Thinking about Cover Letters
There are genuine debates, in this age of computer-scanned resumes, about how much longer prospective employers will continue to ask for cover letters as part of the standard application package. One thing is sure — many job postings today still require this specialized document. The cover letter provides information to link the applicant’s skills and experiences to the job ad in a more narrative (storytelling) fashion than is possible with a resume.
For this assignment, you’ll write your own Recommended Cover Letter Resources Guide, providing a brief summary of what each resource on your guide offers that you find potentially useful to people who need to write a cover letter template to use in the future.
You’ll need to research cover-letter-writing advice, using resources from the class LibGuide (Links to an external site.) page, FIU Handshake (Links to an external site.), and any other source you personally find helpful, finding the three items that make up your Recommended Cover Letter Resources Guide.
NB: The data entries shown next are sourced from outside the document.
PR #3903, opened 2023-06-05
Add Memo to AdminAlert component

talhatahir:
## About the changes
- First open source contribution to this repository
- Adding `Memo` to `AdminAlert` component as its being called in multiple places.
- Import only the necessary components: Since its only using the Alert component from @mui/material, we can import it directly instead of importing the entire library. This can help improve the bundle size of your application.


nunogois:
Hi @talhatahir, thank you for your contribution.

Unfortunately, it appears that there was a miscommunication and we were not able to connect with you in a timely manner. I regret to inform you that we no longer have the component mentioned in your PR, rendering it irrelevant. As a result, I will be closing the PR for now. Nonetheless, please know that we sincerely appreciate your effort and the intention behind it.

PR #3906, opened 2023-06-06
feat: usage on context fields in list

sjaanus:


src/lib/db/context-field-store.ts
```diff
@@ -68,18 +83,48 @@ class ContextFieldStore implements IContextFieldStore {
...
 
     async getAll(): Promise<IContextField[]> {
-        const rows = await this.db
-            .select(COLUMNS)
-            .from(TABLE)
-            .orderBy('name', 'asc');
-
-        return rows.map(mapRow);
+        if (this.flagResolver.isEnabled('segmentContextFieldUsage')) {
+            const rows = await this.db
```
sjaanus, line 87: The query looks scary, but tested and query plan is reasonable. Furthermore since the base query is getting **context fields** and there are not so many of them, it is not a issue.

src/test/e2e/api/admin/context.e2e.test.ts
```diff
@@ -1,9 +1,9 @@
 import dbInit from '../../helpers/database-init';
-import { setupApp } from '../../helpers/test-helper';
+import { IUnleashTest, setupApp } from '../../helpers/test-helper';
 import getLogger from '../../../fixtures/no-logger';
 
 let db;
-let app;
+let app: IUnleashTest;
```
sjaanus, line 6: Will add in separate PR

frontend/src/component/context/ContextList/ContextList.tsx
```diff
@@ -24,12 +24,17 @@ import { ContextActionsCell } from './ContextActionsCell/ContextActionsCell';
 import { Adjust } from '@mui/icons-material';
 import { IconCell } from 'component/common/Table/cells/IconCell/IconCell';
 import { Search } from 'component/common/Search/Search';
+import useUiConfig from 'hooks/api/getters/useUiConfig/useUiConfig';
+import { TextCell } from 'component/common/Table/cells/TextCell/TextCell';
+import theme from 'themes/theme';
+import { Box } from '@mui/material';
 
 const ContextList: VFC = () => {
```
kwasniew, line 32: In a separate PR I'd increase the test coverage for the context list if we don't have any tests in this area. I'd only test the new behavior we're adding which is the usage numbers.

frontend/src/component/context/ContextList/ContextList.tsx
```diff
@@ -73,6 +88,30 @@ const ContextList: VFC = () => {
...
             },
+            ...(uiConfig.flags.segmentContextFieldUsage
+                ? [
+                      {
+                          Header: 'Used in',
+                          width: '60%',
+                          Cell: ({ row: { original } }: any) => (
+                              <TextCell
+                                  sx={{
+                                      color:
```
kwasniew, line 99: This logic should be touched by some unit test

frontend/src/interfaces/context.ts
```diff
@@ -4,6 +4,8 @@ export interface IUnleashContextDefinition {
     createdAt: string;
     sortOrder: number;
     stickiness: boolean;
+    usedInProjects?: number;
```
kwasniew, line 7: can we remove the optionals in the long term? I understand that in a transitional period we may do expand/contract so optionality may be needed.

src/lib/db/context-field-store.ts
```diff
@@ -16,13 +17,18 @@ const COLUMNS = [
...
+    contextFields: 'context_fields',
+    featureStrategies: 'feature_strategies',
+};
 
 type ContextFieldDB = {
     name: string;
     description: string;
     stickiness: boolean;
     sort_order: number;
+    used_in_projects?: number;
```
kwasniew, line 30: can we default to 0 and not make it optional?

src/lib/db/context-field-store.ts
kwasniew: what was the biggest data set that you run it on? E.g. have you checked context fields used in 5k features?

sjaanus: Yes, 100-200ms. Lighting fast.

frontend/src/component/context/ContextList/ContextList.tsx
sjaanus: Added

PR #3996, opened 2023-06-16
feat: expose kapi as part of docs

ivarconr:
Small poc to add ask kapi.ai to our docs. UI not great yet. 

image

And this is the widget in action:
image


website/docs/reference/api/unleash/unleash-api.info.mdx
thomasheartman, line 1: This file doesn't seem to be related to Kapa.ai at all and it's not very useful. Was it added by mistake?
image

thomasheartman (commented):
This is cool! Search doesn't seem to work in the preview though (just inifinite loading). Is that just because it's a preview or is there an issue somewhere?

image

Second, I don't think the unleash-api.info.mdx is part of this. Did you add that by mistake?

website/docs/reference/api/unleash/unleash-api.info.mdx
ivarconr: I did not add this one on purpose. Have no clue why it ended up here.

ivarconr:
> This is cool! Search doesn't seem to work in the preview though (just inifinite loading). Is that just because it's a preview or is there an issue somewhere?

jeah, that domain is not whitelisted on the kapi side.

thomasheartman (approved):
Yeah, I'm happy to get this in now 😄 I noticed that the response kapa gave you about Java still uses the `no.finn.` classes. I don't think that appears anywhere in our current docs (did a search now and didn't find it). Is that something we can help it sort out?

nunogois (approved):
UI does look weird, should we wait until it gets fixed before enabling this?
But otherwise 👍

ivarconr:
> UI does look weird, should we wait until it gets fixed before enabling this?

I think yes, but unsure of to fix it tbh.

ivarconr:
> I noticed that the response kapa gave you about Java still uses the no.finn. classes. I don't think that appears anywhere in our current docs (did a search now and didn't find it). Is that something we can help it sort out?

Nice catch. I will ask them.

ivarconr:
> UI does look weird, should we wait until it gets fixed before enabling this?

Yes it does. The Widget CSS is crashing with out CSS.

Emil-Sorensen:
Hey Unleash team! Emil from kapa.ai here. :)

Trying replicating above. Looks like it's an odd case where the unleash custom figure component clashes with global styles which affects the kapa widget. We will try to get this fixed on our end by ensuring all styles are reset and unable to affect the component.

In case you are eager to deploy it now, I was able to get it working by commenting out one line in `src/components/Figure/styles.module.css`:
```
figure {
    box-shadow: var(--ifm-global-shadow-lw);
    border-radius: var(--ifm-global-radius);
    border: var(--ifm-global-border-width) solid var(--unleash-color-gray);
    /* padding: var(--ifm-pre-padding); */
    margin-inline: 0;
}
```

thomasheartman:
Ah, nice find! Thanks for having a look. We can adjust that on our end to only target figures within the main content, so that should work fine. Otherwise, a `padding: unset` on the kappa widget fixes it too.

Thanks!

thomasheartman:
Better? 
image

Emil-Sorensen:
Awesome Thomas - thanks for the tip with `padding: unset` - will deploy a bug fix shortly on the kapa-widget. :) 

Otherwise LGTM. 👍

PR #3997, opened 2023-06-16
fix: add trial expired warning for enterprise

ivarconr:
Adds the trial expired warning for enterprise as well.

### DIFF
--- a/frontend/src/component/admin/billing/BillingDashboard/BillingPlan/BillingPlan.tsx
+++ b/frontend/src/component/admin/billing/BillingDashboard/BillingPlan/BillingPlan.tsx
@@ -82,6 +82,7 @@ export const BillingPlan: FC<IBillingPlanProps> = ({ instanceStatus }) => {
         [InstancePlan.PRO]: 80,
         [InstancePlan.COMPANY]: 0,
         [InstancePlan.TEAM]: 0,
+        [InstancePlan.ENTERPRISE]: 0,
         [InstancePlan.UNKNOWN]: 0,
         user: 15,
     };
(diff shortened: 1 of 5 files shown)


frontend/src/component/common/InstanceStatus/InstanceStatus.tsx
```diff
@@ -104,7 +104,7 @@ export const InstanceStatus: FC = ({ children }) => {
     return (
         <>
             <ConditionallyRender
-                condition={isBilling && Boolean(instanceStatus)}
+                condition={Boolean(instanceStatus)}
```
nunogois, line 107: If I understood this correctly, we want `isBilling` to only represent plans that we show the billing page for (invoices, etc). That's why we removed it from this condition and have not added ENTERPRISE to the billing plans.

I think this is a safe change, both the bar and the dialog should only get displayed in case we have specific information from the instance status (e.g. has expired).

frontend/src/component/admin/billing/BillingDashboard/BillingPlan/BillingPlan.tsx
```diff
@@ -82,6 +82,7 @@ export const BillingPlan: FC<IBillingPlanProps> = ({ instanceStatus }) => {
         [InstancePlan.PRO]: 80,
         [InstancePlan.COMPANY]: 0,
         [InstancePlan.TEAM]: 0,
+        [InstancePlan.ENTERPRISE]: 0,
```
nunogois, line 85: According to https://github.com/Unleash/unleash/pull/3997/files#r1232089348 I don't think we need this.
```suggestion
```

nunogois (approved):
LGTM, added a few comments.

frontend/src/component/common/InstanceStatus/InstanceStatus.tsx
ivarconr: > I would recommend removing isBilling from the destructor above since it's now unused.

Yes!

PR #3998, opened 2023-06-16
fix: can review CR with skip change request

kwasniew:
## About the changes

Roles with skip change request should still be able to review (approve/apply/comment) on change requests.


frontend/src/hooks/useChangeRequestsEnabled.ts
```diff
@@ -25,12 +25,25 @@ export const useChangeRequestsEnabled = (projectId: string) => {
         [JSON.stringify(data)]
     );
 
+    const isChangeRequestConfiguredForReview = React.useCallback(
```
kwasniew, line 28: same as isChangeRequestConfigured but doesn't check skip change request

Tymek (approved):

PR #3999, opened 2023-06-16
feat: roles unification

nunogois:
https://linear.app/unleash/issue/2-1137/roles-unification-on-the-ui

Root and project roles should be managed in a similar manner, which means using the same roles route and tab for both. 

Additionally, this includes a big revamp to the project roles to align them more closely with the modern and standardized custom root roles that were recently developed. They mostly use the same components.

There are still more things we want to improve and unify, but we've left some of that out of this PR due to PR size concerns.


chriswk (approved):
Great job. Also noticed the fact that this PR manages to reuse more components (visible from the fact that the delta sum is -700 lines of code)

PR #4002, opened 2023-06-19
Playground environment diff table

kwasniew:
## About the changes

* Environment diff table with context fields and enabled/disabled status in each environment
* All columns are sortable
* AppName is also displayed even though originally I was considering removing it, but users can override it and it would be confusing to hide it

Screenshot 2023-06-19 at 11 02 00

Next PRs:
* test for the table
* add info popover for each enabled/disabled label to see why it was enabled/disabled


frontend/src/component/playground/Playground/AdvancedPlayground.tsx
```diff
@@ -24,7 +24,7 @@ import { AdvancedPlaygroundResponseSchema } from 'openapi';
 export const AdvancedPlayground: VFC<{}> = () => {
     const { environments: availableEnvironments } = useEnvironments();
     const theme = useTheme();
-    const matches = useMediaQuery(theme.breakpoints.down('lg'));
+    const matches = true;
```
kwasniew, line 27: UI breaks on limited space we have in the right area so forcing mobile view for now

frontend/src/component/playground/Playground/PlaygroundEnvironmentTable/PlaygroundEnvironmentTable.tsx
```diff
@@ -108,6 +108,11 @@ export const PlaygroundEnvironmentTable = ({
             columns: COLUMNS as any,
             data: features,
             sortTypes,
+            autoResetGlobalFilter: false,
```
kwasniew, line 111: fixing sorting to be consistent with other views

frontend/src/component/playground/Playground/AdvancedPlayground.tsx
andreas-unleash: With `breaks`, do you mean the overflow ?

PR #4005, opened 2023-06-19
chore: Add advanced playground table test

andreas-unleash:
Adds a frontend test for AdvancedPlaygroundResultsTable
## About the changes

Closes #


frontend/src/component/playground/Playground/AdvancedPlaygroundResultsTable/AdvancedPlaygroundResultsTable.test.tsx
```diff
@@ -0,0 +1,107 @@
...
+        <UIProviderContainer>
+            <AdvancedPlaygroundResultsTable
+                loading={false}
+                features={[
+                    {
+                        name: 'Infinite',
+                        projectId: 'ChangeReqs',
+                        environments: {
+                            development: [
+                                {
```
kwasniew, line 17: I'd extract a method `feature(name: string)` that is parametrized with data that matters to the test and hide the irrelevant details inside method. You can e.g have identical strategies in each feature because you don't test them

As a result of that when I read the test my eyes can focus on the data that matters and filter out irrelevant plumbing

kwasniew (approved):
Minor comment

PR #4007, opened 2023-06-19
test: environment diff

kwasniew:
## About the changes

* Testing environment diff table
* Including diff table link only when more than 1 environment


frontend/src/component/playground/Playground/PlaygroundEnvironmentTable/PlaygroundEnvironmentDiffTable.test.tsx
```diff
@@ -0,0 +1,65 @@
...
+                        {
+                            name: 'featureA',
+                            isEnabled: true,
+                            environment: 'development',
+                            context: {
+                                channel: 'web',
+                                client: 'clientA',
+                                appName: 'myapp',
+                            },
+                            ...irrelevantDetails,
```
kwasniew, line 39: I use this to separate data that matters to this test from data that only satisfies a type signature

andreas-unleash (approved):
LG

PR #4009, opened 2023-06-19
feat: implement better roles sub-tabs

nunogois:
https://linear.app/unleash/issue/2-1145/improve-roles-sub-tabs

Improves UI/UX of the roles sub-tabs.

Some of the logic is a bit specific due to the feature flag, will be nice to clean this up once we remove it.

Before:
image

After:
image


chriswk (approved):
LGTM

PR #4015, opened 2023-06-20
task: Make keepalive configurable via an environment variable

chriswk:
As requested in [Linear](https://linear.app/unleash/issue/2-1147/unleash-cloud-make-keepalive-configurable) this PR makes the serverKeepAliveTimeout configurable via the SERVER_KEEPALIVE_TIMEOUT environment variable. This was already configurable when starting Unleash programmatically, but it's nice to have as an env variable as well


gardleopard (approved):
Kickass!!!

For each source on your list, provide a brief but specific summary of what that resource offers that you find potentially useful to people who need to write a cover letter template to use in the future.
Example:
|
General, vague summary |
A specific, useful summary |
|---|---|
|
This resource is good because there are lots of letters and examples that you can see to base yours off of. |
The article was published in the Harvard Business Review and starts with examples of how to write a strong opening sentence. It was published recently, so it includes helpful guidance on digital job applications. |
And finally, be sure that for each item on your Recommended Cover Letter Resource Guide that you provide the URL to that source –the URL (web address) that you provide will let your readers instantly connect to any source you list that they are curious to investigate themselves.
Checklist for your Recommended Cover Letter Resources Guide submission:
- List three Cover-letter-advice related sources,
- Provide a useful summary for each listed source, (This is where people often sacrifice points because their summary isn’t usefully specific.)
- Provide the URL (web address) for each, and
- Be at least 200 words long.
Here’s how you’ll be graded
Weekly Assignment Specifications Checklist
To earn all available points for the week’s assignment, your submission must include all elements listed below. If your goal for this course is to earn an A, be sure to check off your completion of each element.
Content
- Answers all parts of the assignment prompt and expresses ideas clearly and in your own words
- Demonstrates careful attention to the assigned reading (or viewing) and/or research
- Includes at least one quote from the reading (or viewing) and/or research.
- Entry must meet the word count minimum specified in the instructions.
Document Specs
- Follows standard professional document formatting (1" margins on all sides, double spacing, a professional font such as Times New Roman or Calibri, 12pt font)
- Submitted by the Due Date
Proofreading
- Demonstrates sufficient self-review to avoid careless errors like typos, misspellings, missing words, sentences without standard capitalization or punctuation.